WHAT IS REQUIRED
In the data, find the word "exception" and copy out every line that has it.

** Opening TASK INPUTS block **

PR #665, opened 2024-08-01
Fix DB preseeding

Splines:
This fixes DB preseeding that was introduced wrongly in #652.

For development, instead of seeding, we restore a sample database and then still use migrations.
For testing, we continue to use db seeding.

The respective Just command was adjusted to allow for reseeding without having to manually stop the mampf service beforehand. This will now be done automatically.

We also moved the SOLR indexing step to the end to avoid errors when SOLR is accessing the database while it is reseeded in the background.

Previously, the `db:create` command as issued twice, I've reduced it such that it only occurs once at the very beginning.


fosterfarrell9 (approved):
Tried it out, works nicely.

PR #668, opened 2024-08-02
Add annotations overview page & improve Cypress commands

### LINKED ISSUE #658: Index page for annotations
Currently, if you are a teacher and want to see all annotations that have been made for your videos, you would have to click through each video separately and look for annotations. The same problem arises if you are a student and want to look at all annotations you made. It would be great to have an index page for annotations.

Splines:
This resolves #658 

This adds a new page where users can view all of their annotations across all lectures. The list items can be clicked to jump to the timestamp at the annotation of the respective video.

image

image

### TODO
- [x] Color according to annotation
- [x] Button to open annotation in video -> no, instead just clickable list item
- [x] Pagination -> as annotations are grouped by lectures in this view, I don't think we need pagination. Even if the list becomes big, it's still manageable by just scrolling on the page a bit.
- [x] Categorize annotations in subsections for lectures
- [x] No annotations at all -> add link to blog post to see how to create them
- [x] Allow rendering of math content inside annotations -> had nothing to do here, worked automatically
- [x] Localization
- [x] Deal with annotations that were already posted as comments -> have no comment field anymore
- [x] Caching issue when accessing page with timestamp
- [x] Open annotation at timestamp (user shouldn't have to make another click to open the annotation)
- [x] Annotation overview for profs that want to view the annotations shared by students with them
- [x] Deal with special cases of media inheritance, e.g. media imported into another lecture
     -> who can see annotations... make consistent with what can be seen in the feedback player
- [x] Fix coloring: shared annotations shouldn't have the color from the annotation itself, but the category color
- [x] Use same icon in Thyme player for annotations than in the navbar
- [x] `annotation.medium.teachable.lecture.title` might trigger an exception since `teachable` is marked optional in `Medium`
- [x] Cypress tests

### Won't fix
- [ ] Default sorting -> I think the default sorting that Rails gives us is fine
- [ ] Fix math-content not displayed properly if truncated before end of dollar sign -> do we really want to fix that? I don't think there's an easy solution to that... Use the following string in an annotation to see the problem:
```
and yet another one here with $m = a t + h$ content and a $\sum_{i=0}^n i = \pi^2$

$$a+b$$

$c+d+e+f+g$ whenever it gets very long
```
- [ ] Notifications for new annotations? ->maybe something for the future

Don't be afraid by 700 lines of code changed, most of them are for Cypress tests.

- [x] Locally in dev, we only have one lecture with videos. Please add one manually to another one to test the functionality that we have multiple entries in the accordion. Note that in the Cypress tests, we have multiple lectures, so it's not a "problem" there.
- [x] Log in as student and as teacher to test different views (also done in Cypress tests)
- [x] Note that since the re-initialization of Cypress was performed very recently, I had to add/customize our current Cypress setup to accomodate for new needs that I didn't have in mind earlier on. I hope it's ok to have this in this PR as it would be a bit cumbersome to split it up into another PR first.


Splines:
@fosterfarrell9 I have implemented everything related to the annotation overview page. Feel free to check it out locally and play around with it. My plan is to only add Cypress tests now.

fosterfarrell9:
> annotation.medium.teachable.lecture.title might trigger an exception since teachable is marked optional in Medium

I do not think that this is aproblem here because we have

`  validates :teachable, presence: true, if: :proper?`

in `medium.rb`, and only RandomQuizzes are non-proper (and they should not get annotations).

app/controllers/annotations_overview_controller.rb
```diff
@@ -0,0 +1,54 @@
...
+      student_annotations =
+        Annotation.where(medium_id: medium_ids_for_teacher_or_editor,
+                         visible_for_teacher: true)
+                  .map { |a| extract_relevant_information(a, is_shared: true) }
+      @student_annotations_by_lecture = student_annotations.group_by do |annotation|
+        annotation[:lecture]
+      end
+    end
+
+    render "annotations/annotations_overview"
```
fosterfarrell9, line 22: If the action is renamed to `index` and moved into the `AnnotationsController`, and the view is renamed to `index.html.erb` then this line becomes obsolete.

app/helpers/media_helper.rb
```diff
@@ -149,4 +149,14 @@ def external_link_description_not_empty(medium)
     # link url itself.
     medium.external_link_description.presence || medium.external_reference_link
   end
+
+  def video_link_timed(medium_id, timestamp)
+    play_path = Rails.application.routes.url_helpers.play_medium_path(medium_id)
```
fosterfarrell9, line 154: It is not necessary invoke `Rails.application.routes.url_helpers` if you are already inside a helper, `play_medium_path` should be sufficient. Also, it would be more in the Rails way to give `medium` as a parameter and use `play_medium_path(medium)`.

app/helpers/media_helper.rb
```diff
@@ -149,4 +149,14 @@ def external_link_description_not_empty(medium)
...
+    "#{play_path}?time=#{timestamp.total_seconds}"
+  end
+
+  def feedback_video_link_timed(medium_id, timestampe)
+    feedback_play_path = Rails.application.routes.url_helpers.feedback_medium_path(medium_id)
```
fosterfarrell9, line 159: Same as above.

app/views/annotations/_annotations_overview_accordion.html.erb
```diff
@@ -0,0 +1,72 @@
...
+  <% annotations_by_lecture.each_with_index do |(lecture, annotations), index| %>
+    <div class="accordion-item">
+      <% collapseLabel="annotation-overview-collapse-#{index}-#{is_students_annotations}" %>
+
+        <!-- Accordion header -->
+        <h2 class="accordion-header">
+          <button class="accordion-button collapsed" type="button" data-bs-toggle="collapse"
+              data-bs-target="#<%= collapseLabel %>"
+              aria-expanded="true" aria-controls="#<%= collapseLabel %>">
+            <%= lecture %>
```
fosterfarrell9, line 14: I think it would be nice to display how many annotations there are for this lecture (this might prevent one from needlessly opening the accordion).

app/views/commontator/comments/_body.html.erb
```diff
@@ -8,10 +8,11 @@
 <!--- Show timestamps in comments that have a linked annotation --->
 <% annotation = comment.annotation %>
 <% unless annotation.nil? %>
-  <% medium = annotation.medium %>
+  <% medium_id = annotation.medium.id %>
```
fosterfarrell9, line 11: Remove the `id` stuff, see above.

app/views/commontator/comments/_body.html.erb
```diff
@@ -8,10 +8,11 @@
...
   <% timestamp = annotation.timestamp %>
   <br>
   Timestamp:
-  <a href= '<%= Rails.application.routes.url_helpers.play_medium_path(medium) %>?time=<%= timestamp.total_seconds %>'>
-  <%= timestamp.hms_colon_string %> </a>
+  <a href="<%= video_link_timed(medium_id, timestamp) %>">
```
fosterfarrell9, line 15: Why not use the Rails helper for links?
`<%= link_to video_link_timed(medium, timestamp) do ... %>`
reads nicer (at least to me).

config/routes.rb
```diff
@@ -58,6 +58,10 @@
 
   resources :annotations, only: [:new, :create, :edit, :update, :destroy]
```
fosterfarrell9, line 60: If you add the index action to the AnnotationsController, then the annotation_controller should have all seven RESTful actions and you can just write 
`resources :annotations`
and delete the next lines.
What I am wondering is: Why is there a `show` action in the `AnnotationController` but no route for it? Is it unused?

spec/factories/annotations.rb
```diff
@@ -0,0 +1,33 @@
+FactoryBot.define do
+  factory :annotation do
```
fosterfarrell9, line 2: Now that we have a factory for annotations, I think it would be nice to have some unit tests for the `Annotation` model (possibly in a different PR).

spec/factories/lectures.rb
```diff
@@ -54,6 +54,21 @@
       end
     end
 
+    trait :with_title do
+      transient do
+        title { nil }
```
fosterfarrell9, line 59: Form my understanding (which may be wrong), this sets the default value for `title` as `nil`. I would expect that
`course { association :course, title: title }`
will fail if the `title` is `nil` (because of 
`  validates :title, presence: true, uniqueness: true`
in `course.rb`). Is this intended?

spec/factories/lectures.rb
```diff
@@ -54,6 +54,21 @@
...
+      end
+      # also see https://github.com/thoughtbot/factory_bot/issues/1391
+      course { association :course, title: title }
+    end
+
+    trait :with_teacher_by_id do
+      transient do
+        teacher_id { nil }
+      end
+      teacher { User.find(teacher_id) }
```
fosterfarrell9, line 69: Same as above: I would expect an exception for the default value. Is this intended?

spec/factories/media.rb
```diff
@@ -72,6 +72,13 @@
       sort { "Kaviar" }
       teachable_sort { :valid_lesson }
       after(:build) { |m| m.editors << m.teachable.lecture.teacher }
+
+      trait :with_lesson_by_id do
+        transient do
+          lesson_id { nil }
+        end
+        teachable { Lesson.find(lesson_id) }
+      end
```
fosterfarrell9, line 81: Same as above: I would expect an exception for the default value. Is this intended?

app/views/shared/_navbar.html.erb
```diff
@@ -43,6 +43,14 @@
           </li>
         <% end %>
 
+        <li class="nav-item">
+          <a href="<%= annotations_overview_path %>"
```
fosterfarrell9, line 47: If the change to an index action is made this would be annotations_path.

fosterfarrell9 (changes requested):

app/controllers/annotations_overview_controller.rb
```diff
@@ -0,0 +1,54 @@
+class AnnotationsOverviewController < ApplicationController
+  layout "application_no_sidebar_with_background"
+
+  def show
```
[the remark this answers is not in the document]
Splines: Thanks for the detailed review. My original idea was to put it in the existing AnnotationsController, but that one already had a `show` method and I didn't know there was also an `index` method available. Will implement all your suggestions.

app/views/commontator/comments/_body.html.erb
Splines: But this will send the full medium information to the frontend, not just the id, won't it? If that's the case, I'd rather go for `.id` to reduce bandwidth (although that might be neglegible to be honest)

app/views/commontator/comments/_body.html.erb
Splines: ups, forgot to replace that occurrence thanks

spec/factories/lectures.rb
Splines: Yes, this indeed fails when the `title` is `nil` and that was my intention as I wanted to ensure the title is passed in from outside. But I see the point in having a default value for other tests, so will make sure there is one using `Faker`.

spec/cypress/e2e/annotations_overview_spec.cy.js
```diff
@@ -0,0 +1,240 @@
...
+    FactoryBot.create("annotation", "with_text",
+      { medium_id: context.medium1.id, user_id: context.user.id }).as("annotation1");
+    FactoryBot.create("annotation", "with_text",
+      { medium_id: context.medium2.id, user_id: context.user.id }).as("annotation2");
+    FactoryBot.create("annotation", "with_text",
+      { medium_id: context.medium3.id, user_id: context.user.id }).as("annotation3");
+    FactoryBot.create("annotation", "with_text",
+      { medium_id: context.medium3.id, user_id: context.user.id }).as("annotation4");
+  });
+}
```
Splines, line 63: With regards to the Cypress tests: I admit that it took way to long for me to come up with this "scenario creation" where we need a lecture, lessons and annotations. While trying out to find the right way to construct those, I thought if it wouldn't be better to create a kind of "scenario mechanism" (similar to what was available in the cypress plugin we used before).

But then the problem is that we need to verify that UI elements hold the data that it should. And not all such data is returned via FactoryBot, for example something is constructed by means of multiple fields in a model method like `def title`. If we really wanted to create "scenario Ruby files", one would have to find a way to return multiple objects at the end to the frontend and that would also be a bit of a mess with many params, e.g. in the current file: two lectures, some lessons, media and many annotations.

In the current way, whenever something is not returned by FactoryBot, we have to adjust the factory, e.g. include a `with_text` factory where we can pass in our own title. This way, we can check if the UI element holds that title, because we are in control of how it is constructed. Another possible approach could be to let FactoryBot construct the element and then later call the backend to call the `title` method on the respective elements. But that would require very specific endpoints and I'm also not too keen to create a "one fits all" cypress endpoint by letting us run arbitrary Rails commands from JS files.

It's a bit of a balancing act and with missing cypress experience I don't have the foresight to see which way will serve us "best" in the long run. With the current approach taken here, I think we are quite flexible. But there might be cases in the future, where we need more Rails functionality during the construction. Then, we could adjust the Rails helpers accordingly and if really necessary add more endpoints to cypress and hopefully those won't become rampant.

Splines: Another thing to mention: in FactoryBot, we sometimes need to pass the full object. E.g. somewhere in the MaMpf codebase, we do something along those lines

```ruby
@course = FactoryBot...
FactoryBot.create(:lecture, course: @course)
```

or maybe
```ruby
our_teacher = FactoryBot....
FactoryBot.create(:lecture, teacher: our_teacher)
```

However, in Cypress, when we use FactoryBot to construct `our_teacher`, we get back its JSON representation. We can't use that to pass it to the `teacher` field during the lecture construction (it has to be a Ruby object). Therefore, I had to add a `with_teacher_by_id` trait to the respective factory which seems to be a bit of a "by hook or by crook" way to get things done.

app/views/annotations/_annotations_overview_accordion.html.erb
```diff
@@ -0,0 +1,72 @@
...
+        <div class="accordion-collapse collapse" id="<%= collapseLabel %>"
+            data-bs-parent="#<%= accordionLabel %>">
+          <div class="accordion-body">
+
+            <% annotations.each do |annotation| %>
+              <a href="<%= annotation[:link] %>" style="text-decoration: none;">
+                <!-- Card shared by students will obtain their border color -->
+                <!-- according to their category via JS. -->
+                <% border_color_style = is_students_annotations ? \
+                  "" : "border-color: #{annotation[:color]}" %>
```
fosterfarrell9, line 28: This could be made into a helper method in `annotations_helper.rb` in order to get the business logic out of the view.

spec/cypress/e2e/annotations_overview_spec.cy.js
```diff
@@ -0,0 +1,240 @@
...
+    ].forEach((test, i) => {
+      cy.visit("/annotations/overview");
+      cy.getBySelector(CARD_SELECTOR).eq(i).as("card");
+      cy.get("@card").parents(".accordion-collapse").siblings(".accordion-header").click();
+      cy.get("@card").click();
+
+      cy.url().should("contain", `/media/${test.medium.id}`);
+      let timestamp = `0:00:${test.annotation.timestamp.seconds}`;
+      cy.getBySelector("current-time").should("contain", timestamp);
+      cy.getBySelector("annotation-comment").should("contain", test.annotation.comment);
```
fosterfarrell9, line 188: This fails in my setup.
Screenshot 2024-08-12 113157

spec/cypress/e2e/annotations_overview_spec.cy.js
```diff
@@ -0,0 +1,240 @@
...
+    ].forEach((test, i) => {
+      cy.visit("/annotations/overview");
+      cy.getBySelector(CARD_SELECTOR).eq(i).as("card");
+      cy.get("@card").parents(".accordion-collapse").siblings(".accordion-header").click();
+      cy.get("@card").click();
+
+      cy.url().should("contain", `/media/${test.medium.id}/feedback`);
+      let timestamp = `0:00:${test.annotation.timestamp.seconds}`;
+      cy.getBySelector("current-time").should("contain", timestamp);
+      cy.getBySelector("annotation-comment").should("contain", test.annotation.comment);
```
fosterfarrell9, line 237: This line fails in my setup as well.
Screenshot 2024-08-12 113909

app/views/annotations/_annotations_overview_accordion.html.erb
```diff
@@ -0,0 +1,72 @@
...
+          </button>
+        </h2>
+
+        <!-- Accordion body -->
+        <div class="accordion-collapse collapse" id="<%= collapseLabel %>"
+            data-bs-parent="#<%= accordionLabel %>">
+          <div class="accordion-body">
+
+            <% annotations.each do |annotation| %>
+              <a href="<%= annotation[:link] %>" style="text-decoration: none;">
```
fosterfarrell9, line 24: It might be worth thinking about whether we want the link to the video open in a new tab: This would be uniform with the behaviour of the "Play" button on media cards.

app/controllers/annotations_overview_controller.rb
```diff
@@ -0,0 +1,54 @@
...
+      # TODO: teachable is marked optional in medium, so we should handle the case
+      # where it is nil
+      lecture: annotation.medium.teachable.lecture.title,
+      link: annotation_open_link(annotation, is_shared),
+      medium_title: annotation.medium.caption,
+      medium_date: annotation.medium.lesson&.date_localized
+    }
+  end
+
+  def annotation_open_link(annotation, is_shared)
```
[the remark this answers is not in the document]
Splines: moved to a helper

app/controllers/annotations_overview_controller.rb
```diff
@@ -0,0 +1,54 @@
...
+                  .map { |a| extract_relevant_information(a, is_shared: true) }
+      @student_annotations_by_lecture = student_annotations.group_by do |annotation|
+        annotation[:lecture]
+      end
+    end
+
+    render "annotations/annotations_overview"
+  end
+
+  def medium_ids_for_teacher_or_editor
```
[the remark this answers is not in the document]
Splines: moved to user model

app/controllers/annotations_overview_controller.rb
```diff
@@ -0,0 +1,54 @@
...
+    @show_students_annotations = current_user.teachable_editor_or_teacher?
+    if @show_students_annotations
+      student_annotations =
+        Annotation.where(medium_id: medium_ids_for_teacher_or_editor,
+                         visible_for_teacher: true)
+                  .map { |a| extract_relevant_information(a, is_shared: true) }
+      @student_annotations_by_lecture = student_annotations.group_by do |annotation|
+        annotation[:lecture]
+      end
+    end
```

** Closing TASK INPUTS block **

TASK RESULT
- [x] `annotation.medium.teachable.lecture.title` might trigger an exception since `teachable` is marked optional in `Medium`
> annotation.medium.teachable.lecture.title might trigger an exception since teachable is marked optional in Medium
fosterfarrell9, line 69: Same as above: I would expect an exception for the default value. Is this intended?
fosterfarrell9, line 81: Same as above: I would expect an exception for the default value. Is this intended?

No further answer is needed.